Extracted material:
Issue #222, opened 2026-08-04
Dev server shows the PWA update banner on every service-worker change


kaladivo:
## Behavior

When running the app via `bun run dev` / `bun run dev:prod`, the "update Linky" banner appears in the app. Users running a local dev server get prompted to update as if a production release had shipped.

## Why it happens

Dev mode intentionally keeps the PWA service worker registered (`devOptions.enabled: true`, used for push testing). The plugin is configured with `registerType: "prompt"`, so whenever the built dev SW changes by even one byte (any edit to `src/sw.ts` or its imports), the browser installs the new worker into "waiting" and the app shows the same update banner that is meant for production releases.

Besides being confusing, the waiting worker keeps serving stale behavior until the prompt is accepted — e.g. after the dev-inspector change, the old SW's navigation fallback kept hijacking `/inspector.html` until the update was applied (a one-time reset via `#advanced/push-debug` also works).

## Expected

In dev, SW updates should activate silently (no banner). A likely shape: in dev builds, call `self.skipWaiting()` on install + `clients.claim()` on activate (or auto-post `SKIP_WAITING` from the client when `import.meta.env.DEV`), keeping the prompt flow production-only. Needs a quick check that auto-activation doesn't disrupt the push-debug workflow that dev SW persistence exists for.

## Repro

1. `bun run dev`, open the app, let the SW register
2. Touch `src/sw.ts` (any change), reload the app
3. Update banner appears

PR #251, opened 2026-08-14
Gate browser deploys on a version bump so the update banner only announces real releases

PeterXMR:
## The bug

"Sometimes an update is offered even though I'm already on the latest version" — `registerType: "prompt"` fires `onNeedRefresh` whenever the service worker script differs by a byte, and the SW embeds the precache manifest, so *any* redeploy rewrites it. Since we auto-release every merge to main, a deploy without a version bump announced "a new version of Linky is available" while the version in Settings stayed identical.

## The fix (reworked per review feedback)

The first commit fixed this client-side by asking the pending worker for its version. Review feedback rightly pointed out that if we never build without bumping the version, no client check is needed — so the second commit reverts all of that and standardizes the release process instead:

**A browser release is a version bump.** A Vercel Ignored Build Step (`apps/web-app/vercel.json` `ignoreCommand` → `apps/web-app/scripts/vercel-ignore-build.sh`) compares the root `package.json` version at `HEAD` against `VERCEL_GIT_PREVIOUS_SHA` (the last successful deployment) and skips the build when unchanged. With no build without a bump, the SW manifest can only change alongside a real release, so the banner can only ever be truthful — by construction, with zero client code.

Every failure path (first deploy, shallow clone missing the previous commit, unreadable version) exits toward *building*, so the gate can never silently withhold a release.

## Trade-off to be aware of

Merges to main without a bump now deploy **nothing** to browsers until the next CalVer `MICRO` bump — shipping a hotfix means bumping the version. That is the standardization proposed in review, stated here explicitly.

⚠️ If the Vercel project's Root Directory is not `apps/web-app`, the `vercel.json` is not picked up and the `ignoreCommand` must be set in the project settings instead.

## Verification

- Net diff vs main is only the gate: the client-side files are byte-identical to `origin/main` again (`git diff origin/main` shows +60 lines across 3 files)
- `bun run check-code` passes; the 7 pre-existing `pwaUpdate` tests pass
- The ignore script was exercised on all four branches against real repo history: same version → skip (exit 0); bump `0.0.0 → 26.9.0` → build; empty `VERCEL_GIT_PREVIOUS_SHA` → build; unknown SHA → build

## Note on #222

Dev rebuilds are untouched by this (the gate only runs on Vercel), so the dev-server banner half of #222 stays open.


PeterXMR:
> Your trial has ended. [Reactivate Greptile](https://app.greptile.com/-/pull-requests) to resume code reviews.

Not so useful comment, not paying a penny for this tool personally :)

kaladivo:
I am not sure this is really an issue here. 

We are currently doing a bit "hasty" releases but that is by design - we automatically release from main. So in this case release != version bump (for browsers only). 

This needs to be thought trough more honestly. If we don't want to release main to browsers, we should not run build at all without bumping the version. If we don't run build at all without bumping the version we don't need to check the version. 

From my perspective this just adds unnecessary code - but we should definitely standardize release process that is a very good insight. Feel free to draft that out :) if you have some idea about it :)

kaladivo:
> > Your trial has ended. [Reactivate Greptile](https://app.greptile.com/-/pull-requests) to resume code reviews.
> 
> Not so useful comment, not paying a penny for this tool personally :)

We need to active it, they have a opensource program. It's quite good honestly

PeterXMR:
> I am not sure this is really an issue here.
> 
> We are currently doing a bit "hasty" releases but that is by design - we automatically release from main. So in this case release != version bump (for browsers only).
> 
> This needs to be thought trough more honestly. If we don't want to release main to browsers, we should not run build at all without bumping the version. If we don't run build at all without bumping the version we don't need to check the version.
> 
> From my perspective this just adds unnecessary code - but we should definitely standardize release process that is a very good insight. Feel free to draft that out :) if you have some idea about it :)

@hynek-jina mentioned an issue in PM
"Sometimes an update is offered even though I'm already on the latest version"
 and this PR fix it.
 
 Also have in mind what you just mensioned now as I rewrirte it

PR #272, opened 2026-08-15
Restore contact names clobbered by the profile-follow sync

kaladivo:
## What happened

PR #241 switched contact names from "fill once when empty" to "follow the Nostr profile unless `contact.nameSetByUser`". The flag shipped without a backfill, so every pre-existing contact had it unset and the first profile event after the 2026-08-15 deploy overwrote every manually chosen contact name with the profile's kind-0 name.

## The repair

A **one-time migration**, fully contained in `apps/web-app/src/app/migrations/` (plus one marked mount line in `useContactsMessagingComposition.ts`) so it can be deleted in one sweep later:

- `evolu_history` still holds every overwritten value, so nothing was actually lost. The migration reads the `contact.name` / `contact.nameSetByUser` history rows straight from it.
- **Detecting clobbers:** Evolu gives all column writes of one mutation a single shared HLC timestamp, and the contact editor always writes `name` and `nameSetByUser` together. So a `name` write at/after the PR #241 merge time with no same-timestamp `nameSetByUser` write can only be a profile-sync overwrite.
- **Restoring:** for each contact without `nameSetByUser` whose latest history is a sync clobber, the newest non-empty pre-deploy name is written back together with `nameSetByUser = true`, so the sync leaves it alone from now on.
- **Skipped on purpose:** contacts the user has renamed or explicitly reset to the profile since the deploy (post-deploy editor writes), names that were merely filled into an empty field (that was desired), and rows where nothing changed.
- The restore mutation syncs to the account's other devices through Evolu; restored rows carry the flag, so concurrent backfills on several devices converge. A `linky.contact_name_backfill_v1` localStorage marker keeps re-runs off the query path.

One behavioral note: restored names are frozen (flag set), including ones that originally came from an old auto-fill — exactly the pre-#241 behavior. The editor's "reset name from profile" clears the flag for anyone who wants follow-mode back.

## Removal

Delete `src/app/migrations/` and its mount line once the user base has run it; every file is headed with a removal marker and `docs/architecture.md` records the plan.

## Testing

- 10 unit tests on the pure restore planner (clobber detection, HLC counter ordering, editor/reset skips, multi-contact)
- `bun run check-code` and the full `bun run test` suite (594 tests) pass


kaladivo:
Not working, closing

Required work: Each of the records should be retyped exactly.

Exercise output:
Issue #222, opened 2026-08-04
Dev server shows the PWA update banner on every service-worker change


kaladivo:
## Behavior

When running the app via `bun run dev` / `bun run dev:prod`, the "update Linky" banner appears in the app. Users running a local dev server get prompted to update as if a production release had shipped.

## Why it happens

Dev mode intentionally keeps the PWA service worker registered (`devOptions.enabled: true`, used for push testing). The plugin is configured with `registerType: "prompt"`, so whenever the built dev SW changes by even one byte (any edit to `src/sw.ts` or its imports), the browser installs the new worker into "waiting" and the app shows the same update banner that is meant for production releases.

Besides being confusing, the waiting worker keeps serving stale behavior until the prompt is accepted — e.g. after the dev-inspector change, the old SW's navigation fallback kept hijacking `/inspector.html` until the update was applied (a one-time reset via `#advanced/push-debug` also works).

## Expected

In dev, SW updates should activate silently (no banner). A likely shape: in dev builds, call `self.skipWaiting()` on install + `clients.claim()` on activate (or auto-post `SKIP_WAITING` from the client when `import.meta.env.DEV`), keeping the prompt flow production-only. Needs a quick check that auto-activation doesn't disrupt the push-debug workflow that dev SW persistence exists for.

## Repro

1. `bun run dev`, open the app, let the SW register
2. Touch `src/sw.ts` (any change), reload the app
3. Update banner appears

PR #251, opened 2026-08-14
Gate browser deploys on a version bump so the update banner only announces real releases

PeterXMR:
## The bug

"Sometimes an update is offered even though I'm already on the latest version" — `registerType: "prompt"` fires `onNeedRefresh` whenever the service worker script differs by a byte, and the SW embeds the precache manifest, so *any* redeploy rewrites it. Since we auto-release every merge to main, a deploy without a version bump announced "a new version of Linky is available" while the version in Settings stayed identical.

## The fix (reworked per review feedback)

The first commit fixed this client-side by asking the pending worker for its version. Review feedback rightly pointed out that if we never build without bumping the version, no client check is needed — so the second commit reverts all of that and standardizes the release process instead:

**A browser release is a version bump.** A Vercel Ignored Build Step (`apps/web-app/vercel.json` `ignoreCommand` → `apps/web-app/scripts/vercel-ignore-build.sh`) compares the root `package.json` version at `HEAD` against `VERCEL_GIT_PREVIOUS_SHA` (the last successful deployment) and skips the build when unchanged. With no build without a bump, the SW manifest can only change alongside a real release, so the banner can only ever be truthful — by construction, with zero client code.

Every failure path (first deploy, shallow clone missing the previous commit, unreadable version) exits toward *building*, so the gate can never silently withhold a release.

## Trade-off to be aware of

Merges to main without a bump now deploy **nothing** to browsers until the next CalVer `MICRO` bump — shipping a hotfix means bumping the version. That is the standardization proposed in review, stated here explicitly.

⚠️ If the Vercel project's Root Directory is not `apps/web-app`, the `vercel.json` is not picked up and the `ignoreCommand` must be set in the project settings instead.

## Verification

- Net diff vs main is only the gate: the client-side files are byte-identical to `origin/main` again (`git diff origin/main` shows +60 lines across 3 files)
- `bun run check-code` passes; the 7 pre-existing `pwaUpdate` tests pass
- The ignore script was exercised on all four branches against real repo history: same version → skip (exit 0); bump `0.0.0 → 26.9.0` → build; empty `VERCEL_GIT_PREVIOUS_SHA` → build; unknown SHA → build

## Note on #222

Dev rebuilds are untouched by this (the gate only runs on Vercel), so the dev-server banner half of #222 stays open.


PeterXMR:
> Your trial has ended. [Reactivate Greptile](https://app.greptile.com/-/pull-requests) to resume code reviews.

Not so useful comment, not paying a penny for this tool personally :)

kaladivo:
I am not sure this is really an issue here. 

We are currently doing a bit "hasty" releases but that is by design - we automatically release from main. So in this case release != version bump (for browsers only). 

This needs to be thought trough more honestly. If we don't want to release main to browsers, we should not run build at all without bumping the version. If we don't run build at all without bumping the version we don't need to check the version. 

From my perspective this just adds unnecessary code - but we should definitely standardize release process that is a very good insight. Feel free to draft that out :) if you have some idea about it :)

kaladivo:
> > Your trial has ended. [Reactivate Greptile](https://app.greptile.com/-/pull-requests) to resume code reviews.
> 
> Not so useful comment, not paying a penny for this tool personally :)

We need to active it, they have a opensource program. It's quite good honestly

PeterXMR:
> I am not sure this is really an issue here.
> 
> We are currently doing a bit "hasty" releases but that is by design - we automatically release from main. So in this case release != version bump (for browsers only).
> 
> This needs to be thought trough more honestly. If we don't want to release main to browsers, we should not run build at all without bumping the version. If we don't run build at all without bumping the version we don't need to check the version.
> 
> From my perspective this just adds unnecessary code - but we should definitely standardize release process that is a very good insight. Feel free to draft that out :) if you have some idea about it :)

@hynek-jina mentioned an issue in PM
"Sometimes an update is offered even though I'm already on the latest version"
 and this PR fix it.
 
 Also have in mind what you just mensioned now as I rewrirte it

PR #272, opened 2026-08-15
Restore contact names clobbered by the profile-follow sync

kaladivo:
## What happened

PR #241 switched contact names from "fill once when empty" to "follow the Nostr profile unless `contact.nameSetByUser`". The flag shipped without a backfill, so every pre-existing contact had it unset and the first profile event after the 2026-08-15 deploy overwrote every manually chosen contact name with the profile's kind-0 name.

## The repair

A **one-time migration**, fully contained in `apps/web-app/src/app/migrations/` (plus one marked mount line in `useContactsMessagingComposition.ts`) so it can be deleted in one sweep later:

- `evolu_history` still holds every overwritten value, so nothing was actually lost. The migration reads the `contact.name` / `contact.nameSetByUser` history rows straight from it.
- **Detecting clobbers:** Evolu gives all column writes of one mutation a single shared HLC timestamp, and the contact editor always writes `name` and `nameSetByUser` together. So a `name` write at/after the PR #241 merge time with no same-timestamp `nameSetByUser` write can only be a profile-sync overwrite.
- **Restoring:** for each contact without `nameSetByUser` whose latest history is a sync clobber, the newest non-empty pre-deploy name is written back together with `nameSetByUser = true`, so the sync leaves it alone from now on.
- **Skipped on purpose:** contacts the user has renamed or explicitly reset to the profile since the deploy (post-deploy editor writes), names that were merely filled into an empty field (that was desired), and rows where nothing changed.
- The restore mutation syncs to the account's other devices through Evolu; restored rows carry the flag, so concurrent backfills on several devices converge. A `linky.contact_name_backfill_v1` localStorage marker keeps re-runs off the query path.

One behavioral note: restored names are frozen (flag set), including ones that originally came from an old auto-fill — exactly the pre-#241 behavior. The editor's "reset name from profile" clears the flag for anyone who wants follow-mode back.

## Removal

Delete `src/app/migrations/` and its mount line once the user base has run it; every file is headed with a removal marker and `docs/architecture.md` records the plan.

## Testing

- 10 unit tests on the pure restore planner (clobber detection, HLC counter ordering, editor/reset skips, multi-contact)
- `bun run check-code` and the full `bun run test` suite (594 tests) pass


kaladivo:
Not working, closing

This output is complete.